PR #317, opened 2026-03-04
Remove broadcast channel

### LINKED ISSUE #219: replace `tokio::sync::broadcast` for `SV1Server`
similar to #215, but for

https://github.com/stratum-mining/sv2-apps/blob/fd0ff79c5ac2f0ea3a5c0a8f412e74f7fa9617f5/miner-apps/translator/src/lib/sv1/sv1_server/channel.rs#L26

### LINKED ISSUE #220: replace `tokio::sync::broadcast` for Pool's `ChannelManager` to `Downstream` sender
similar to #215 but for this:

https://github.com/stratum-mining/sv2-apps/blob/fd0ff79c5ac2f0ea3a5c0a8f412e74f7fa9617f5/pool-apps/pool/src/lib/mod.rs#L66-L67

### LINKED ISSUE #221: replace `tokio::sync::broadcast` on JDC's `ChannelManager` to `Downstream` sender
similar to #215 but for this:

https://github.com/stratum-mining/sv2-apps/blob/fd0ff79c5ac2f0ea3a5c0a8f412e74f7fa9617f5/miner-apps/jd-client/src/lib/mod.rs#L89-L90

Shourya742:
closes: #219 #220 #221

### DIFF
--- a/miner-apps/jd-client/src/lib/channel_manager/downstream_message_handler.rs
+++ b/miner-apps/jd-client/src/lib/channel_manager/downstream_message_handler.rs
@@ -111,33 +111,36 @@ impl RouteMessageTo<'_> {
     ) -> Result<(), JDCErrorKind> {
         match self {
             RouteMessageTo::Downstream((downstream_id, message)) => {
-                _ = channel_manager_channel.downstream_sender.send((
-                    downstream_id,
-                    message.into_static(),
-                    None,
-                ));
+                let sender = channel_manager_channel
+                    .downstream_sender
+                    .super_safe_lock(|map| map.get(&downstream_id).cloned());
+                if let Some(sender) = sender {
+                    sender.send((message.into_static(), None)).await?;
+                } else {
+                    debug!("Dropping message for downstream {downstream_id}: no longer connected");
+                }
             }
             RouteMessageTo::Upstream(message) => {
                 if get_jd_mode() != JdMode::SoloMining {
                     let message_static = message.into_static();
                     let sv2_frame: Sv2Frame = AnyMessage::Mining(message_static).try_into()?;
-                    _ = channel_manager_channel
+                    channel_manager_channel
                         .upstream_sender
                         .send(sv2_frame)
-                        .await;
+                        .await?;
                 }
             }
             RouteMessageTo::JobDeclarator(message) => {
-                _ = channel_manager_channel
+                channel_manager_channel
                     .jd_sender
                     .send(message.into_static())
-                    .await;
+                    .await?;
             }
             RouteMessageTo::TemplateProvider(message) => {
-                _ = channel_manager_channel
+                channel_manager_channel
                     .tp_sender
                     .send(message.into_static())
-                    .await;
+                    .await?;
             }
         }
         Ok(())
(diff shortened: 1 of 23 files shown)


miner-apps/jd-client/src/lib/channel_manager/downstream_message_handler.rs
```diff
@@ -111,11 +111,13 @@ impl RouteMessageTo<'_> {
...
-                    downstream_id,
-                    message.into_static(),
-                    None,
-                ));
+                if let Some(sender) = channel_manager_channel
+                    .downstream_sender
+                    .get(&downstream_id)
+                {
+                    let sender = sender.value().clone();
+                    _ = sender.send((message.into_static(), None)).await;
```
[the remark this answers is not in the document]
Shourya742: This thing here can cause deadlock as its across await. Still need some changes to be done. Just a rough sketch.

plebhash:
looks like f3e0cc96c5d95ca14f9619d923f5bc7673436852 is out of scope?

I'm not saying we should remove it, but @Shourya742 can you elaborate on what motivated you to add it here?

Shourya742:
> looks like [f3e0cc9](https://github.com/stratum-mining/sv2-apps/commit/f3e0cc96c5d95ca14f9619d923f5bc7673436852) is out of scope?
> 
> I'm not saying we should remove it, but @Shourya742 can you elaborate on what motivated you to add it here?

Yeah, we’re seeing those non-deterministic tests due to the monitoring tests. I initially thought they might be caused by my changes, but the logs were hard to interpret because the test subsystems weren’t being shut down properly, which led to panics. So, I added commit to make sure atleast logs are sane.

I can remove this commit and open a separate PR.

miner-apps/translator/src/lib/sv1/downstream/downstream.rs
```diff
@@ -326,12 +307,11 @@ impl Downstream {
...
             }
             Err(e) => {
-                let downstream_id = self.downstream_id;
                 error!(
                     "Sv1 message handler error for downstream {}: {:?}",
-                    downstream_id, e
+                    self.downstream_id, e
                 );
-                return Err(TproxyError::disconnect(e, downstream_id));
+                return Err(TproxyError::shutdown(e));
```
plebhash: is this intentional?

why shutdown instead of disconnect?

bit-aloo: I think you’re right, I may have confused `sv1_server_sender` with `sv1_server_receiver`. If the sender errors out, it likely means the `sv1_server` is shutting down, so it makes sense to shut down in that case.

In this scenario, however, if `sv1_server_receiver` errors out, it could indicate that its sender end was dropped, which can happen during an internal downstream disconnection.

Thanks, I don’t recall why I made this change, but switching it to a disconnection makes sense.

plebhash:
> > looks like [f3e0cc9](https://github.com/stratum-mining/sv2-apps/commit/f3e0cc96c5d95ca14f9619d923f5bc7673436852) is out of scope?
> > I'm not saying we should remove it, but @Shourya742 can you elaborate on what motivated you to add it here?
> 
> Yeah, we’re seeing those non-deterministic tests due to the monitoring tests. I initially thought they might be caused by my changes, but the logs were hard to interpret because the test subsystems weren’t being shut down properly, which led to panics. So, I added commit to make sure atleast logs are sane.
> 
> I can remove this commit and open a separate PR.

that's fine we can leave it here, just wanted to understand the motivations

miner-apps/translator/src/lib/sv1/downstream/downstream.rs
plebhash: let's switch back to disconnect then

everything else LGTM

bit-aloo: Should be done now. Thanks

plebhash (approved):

> [Task description] Set the lines down exactly, from the first line of the records to the line where "similar to #215, but for" appears, with both ends kept.

> [Answer space]
PR #317, opened 2026-03-04
Remove broadcast channel

### LINKED ISSUE #219: replace `tokio::sync::broadcast` for `SV1Server`
similar to #215, but for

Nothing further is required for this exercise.